Why the Durability Matters
Shrinking a tumour is one thing; keeping it gone is another. The most important part of the new data is time. After 33 months – close to three years – of follow-up, none of the trial’s patients have relapsed, suggesting the responses are not just dramatic but durable.
That endurance is the crux of the result. Cancer treatments are ultimately judged on whether the disease stays away, and a nearly three-year clean record across the group is a powerful signal. “These results not only confirm the durability of responses we saw almost three years ago, but also provide crucial biological insights into why immunotherapy is so effective in this setting,” said Professor Marnix Jansen of the UCL Cancer Institute and UCLH, who helped lead the work.
NEOPRISM-CRC is also part of a wider movement in oncology toward giving immunotherapy before surgery, known as the neoadjuvant approach.
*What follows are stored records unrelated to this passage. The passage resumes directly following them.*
PR #4478, opened 2026-04-28
Fix MIDI program change off-by-one and missed clip activations

AaronRito:
Two related fixes for MIDI program/bank/sub-bank handling:

1. Display off-by-one (preset.h): drawValue, drawInteger, and renderInHorizontalMenu showed the raw 0-indexed stored value, so users saw 0 when their synth was on Program 1. Display getValue()+1 for the program number range while keeping storage and the wire value at the spec-compliant 0-127 range. NONE (128) unchanged.

2. PC not firing on first activation / grid view (midi_instrument.cpp): shouldSendPGMs required activeClip != nullptr AND that the new clip had a different PGM/Sub/Bank than the previous clip. The first activation of a MIDI clip never met the first condition, and re-launching a clip with the same program in grid view never met the second. Replace with: send whenever switching to a different clip that has any of PGM/Sub/Bank configured.

### DIFF
--- a/src/deluge/gui/menu_item/midi/preset.h
+++ b/src/deluge/gui/menu_item/midi/preset.h
@@ -38,7 +38,7 @@ public:
 			text = l10n::get(l10n::String::STRING_FOR_NONE);
 		}
 		else {
-			intToString(this->getValue(), buffer, 1);
+			intToString(this->getValue() + 1, buffer, 1); // show 1-based
 			text = buffer;
 		}
 		canvas.drawStringCentred(text, yPixel + OLED_MAIN_TOPMOST_PIXEL, textWidth, textHeight);
@@ -49,7 +49,7 @@ public:
 			display->setText(l10n::get(l10n::String::STRING_FOR_NONE));
 		}
 		else {
-			display->setTextAsNumber(this->getValue());
+			display->setTextAsNumber(this->getValue() + 1); // MIDI programs are 0-indexed internally; show 1-based
 		}
 	}
 
@@ -79,7 +79,7 @@ public:
 			size_y = kTextSpacingY;
 		}
 		else {
-			paramValue.appendInt(getValue());
+			paramValue.appendInt(getValue() + 1); // show 1-based
 			size_x = kTextTitleSpacingX;
 			size_y = kTextTitleSizeY;
 		}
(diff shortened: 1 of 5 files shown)


src/deluge/gui/menu_item/midi/preset.h
```diff
@@ -38,7 +38,7 @@ class Preset : public Integer {
 			text = l10n::get(l10n::String::STRING_FOR_NONE);
 		}
 		else {
-			intToString(this->getValue(), buffer, 1);
+			intToString(this->getValue() + 1, buffer, 1); // show 1-based
```
m-m-adams: Is this better? Most of my gear seems to use 0 based PCs

m-m-adams: maybe it should be a per channel option?

m-m-adams (commented):
Not sure about changing the indexing but the other one lgtm

src/deluge/gui/menu_item/midi/preset.h
AaronRito: Its better, it works correctly now.....None of my gear start at preset 0. Arturia, Roland, Moog. You can still navigate to 0.

m-m-adams: Quad cortex, morningstar, strymon and airstep are all 0 based (arguably elektron too, they're explicit that PC 0 selects preset 1 and you see it that way on the screen). On the sending side I think it's more confusing to send 0 when you select 1 as a default.

I'm happy to have it as an option but I'm not gonna merge it as a global change

AaronRito: I really dont care if it starts on 0 or 1, it just needs to send the right value, which it doesnt right now. It just failed some more robust manual testing I did, so I'll put it in draft until I can get it working right.

AaronRito: @m-m-adams One thing I think is weird about this feature, is that it sends the program change while youre adjusting the setting. So as youre turning the encoder, its pushing PCs that cause devices to PC one by one, which could be considered "undesirable" especially if you havent saved some existing change on the client side. How do you feel about disabling that, and sending the PC only after the selection is complete, or not at all until it's actually invoked by a clip activation or otherwise?

m-m-adams: Yeah that makes sense to me, maybe send it a second after the last change?

PR #4508, opened 2026-05-15
WIP: make flash via vendored OpenOCD with renesas_spibsc driver

heeen:
WIP. Adds `make flash` (and `./dbt flash`) wired to a custom `renesas_spibsc` OpenOCD flash driver for the Deluge's SPIBSC0 controller. The driver's `smart_program` command CRC-sweeps the flash and only reprograms 4 KiB sub-sectors that differ — typically ~10x faster than upstream `program` for incremental builds.

OpenOCD source: https://github.com/heeen/openocd (branch `deluge-spibsc-v0.12.0`, v0.12.0 + driver patch). Build-openocd.sh clones it, configures with `--prefix` pointing at the DBT-toolchain openocd dir, and `make install`s over the stock xPack binary — single openocd on $PATH afterwards. Linux + macOS supported; Windows guard with a clear error message (needs a one-off CI build to produce `openocd.exe` with the patch applied, separate task).

Also includes an abandoned-spike doc (`scripts/debug/flash/deluge-flash-tcl.py.experimental`) explaining why driving the mailbox over stock openocd's TCL RPC doesn't work — three independent walls verified on hardware, kept as documentation so future contributors don't re-investigate.

### DIFF
--- a/Makefile
+++ b/Makefile
@@ -4,6 +4,9 @@ else
 		export DBT := ./dbt
 endif
 
+# Build configuration for `make flash` (release | debug | relwithdebinfo | CMake name).
+CONFIG ?= release
+
 all: debug release
 
 debug:
@@ -14,3 +17,7 @@ release:
 
 clean:
 	$(DBT) clean
+
+.PHONY: flash
+flash:
+	$(DBT) flash $(CONFIG)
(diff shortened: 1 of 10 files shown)


seangoodvibes:
Hi, just letting you know that we are going closing this PR because it conflicts with / will be superseded by ongoing efforts for the deluge 2.0 firmwares. Thanks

Similar strategies have shown strong results in melanoma and some other cancers, on the logic that an intact tumour gives the immune system a richer target to learn from than the scattered cells left after an operation. The bowel-cancer data adds one of the most striking examples yet to that growing body of evidence, and that momentum matters because it means the approach is likely to be refined and extended rather than left as a one-off.
Learning to Predict Who Benefits
Alongside the headline outcome, the researchers dug into why the treatment worked so well and how to spot the patients most likely to benefit. Two findings stand out. First, immune profiling of tumour tissue taken before treatment began could help predict who would respond – a step toward tailoring the approach in advance rather than by trial and error.
Second, the team tracked tumour DNA circulating in patients’ blood. When that DNA disappeared, patients were far more likely to remain cancer-free over the long term. That kind of blood-based monitoring, part of the same wave of data-driven and AI-assisted tools reshaping healthcare, could one day tell doctors in near real time whether a treatment is working, without waiting for a scan or an operation.
The Important Caveats
Enthusiasm has to be tempered with precision. The dramatic results apply specifically to mismatch-repair-deficient tumours, which make up only a minority of bowel cancers – very roughly one in seven. For the majority of patients, whose cancers do not carry that immune-visible signature, this particular approach is not expected to work the same way, and standard surgery and chemotherapy remain the mainstay.
The trial is also still maturing. These are results from a defined group followed for a few years, not decades, and larger studies with longer follow-up will be needed before pre-surgical immunotherapy becomes a formal standard of care. Impressive early data has disappointed before in oncology, which is exactly why the durability seen here is being reported carefully rather than trumpeted as a cure.
What It Means for Patients
For the group it fits, the implications are genuinely hopeful. A nine-week course of immunotherapy that can clear a tumour before surgery – and in some future scenarios might even avoid the most extensive surgery altogether – would spare patients the long, gruelling months of post-operative chemotherapy, with its own toll on the body and on daily life.
It also reinforces a broader shift in cancer care: away from one-size-fits-all treatment and toward matching therapy to the biology of an individual tumour. Identifying which patients carry the mismatch-repair-deficient signature is becoming a routine part of diagnosis, and results like these give that testing real, life-changing stakes. For the right patients with bowel cancer, the message emerging from NEOPRISM-CRC is simple and rare in oncology: less treatment, better results, and years of living cancer-free.